Burying Fish


As a writer I’m always getting edited. Sometimes as a person I feel like people are trying to edit me. Life can be challenging—much like writing a short story.

Last week I received an e-mail via this blog about an essay I wrote over two years ago about Lake Erie called Wild Waves Motel. Tim wanted to catch me up on some of the facts my piece left out or entirely screwed up. My memory was definitely terrible. Mainly he and I connected over the emotional touchpoints.
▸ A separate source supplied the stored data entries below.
PR #249, opened 2024-08-02
Refactor Ets values, operations, visitors

Lipen:
This PR introduces some improvements in the design of Ets operations (enums are replaced with classes) and also simplifies `EtsValue` visitors (merge visitors for Immediate, Constant, Ref into one).

In addition, the type of `EtsIfStmt.condition` was changed from `EtsConditionExpr` to `EtsEntity`, since JS/TS allows "implicit" constructions such as `if (x) {...}`. See also: https://gitee.com/openharmony-sig/arkanalyzer/issues/IAHIJ5


jacodb-ets/src/main/kotlin/org/jacodb/ets/base/Ops.kt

What I loved most about his taking issue with my memoir flash was his take or perspective. As a kid when I got up early to wander down to the water—can you imagine today’s helicopter parents letting their kid wander down to the beach alone?!—I’d occasionally notice one or two dead fish washed up. He also remembered the dead fish, for his own reasons.

Lake Erie back then was a little better than a cesspool. It would be a few more years of concentrated effort and a decided shift away from manufacturing and industries that polluted before the lake could begin to recover. Fish kills occurred with regular frequency—so much so that Tim was given the chore by his grandfather to hustle down before the guests awoke and bury the disgusting evidence. Mostly what I saw was a little strip of beach washed clean except for a few water logged sticks and shards of wave-washed porcelain mixed in with the smooth pebbles lining the shore. The fact that I mentioned seeing dead fish meant he hadn’t done his job or missed some.

It was a long time ago. No need to feel bad about it.

The image, though, of a young boy burying fish has stayed with me. It is a poignant reminder of our own mortality. We try to deny it or the fact that it happens. So many of the people mentioned in the piece and my other entries under the tag Lake Erie or Wild Waves, they’re gone or almost. Tim’s parents and, of course, the grandparents who hired my Mom and Dad have all passed away.  

If only it were as simple to keep the things we love, to keep it all perfect, the memories polished and untarnished. But there are those damn fish smelling things up. We bury them, but one or two are always popping up to remind us.

The lake is still here, the cliffs beneath our feet, even the old Wild Waves. We look out onto the lake, the slate blue water receding into a pale blue sky and wonder—how long?